**Exercise brief:** Pull every line containing "item" from the listing below.

Start of Records to use

PR #62864, opened 2024-06-26
Update new release issue template to remove core editor chat item

talldan:
## What?
Removes the item "Attend `#core-editor` meeting (14:00UTC)" from the release issue. The core editor meeting no longer happens, so this step is no longer needed


Mamaduka (approved):
Thanks, @talldan!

End of Records to use

**Response box:**
Update new release issue template to remove core editor chat item
Removes the item "Attend `#core-editor` meeting (14:00UTC)" from the release issue. The core editor meeting no longer happens, so this step is no longer needed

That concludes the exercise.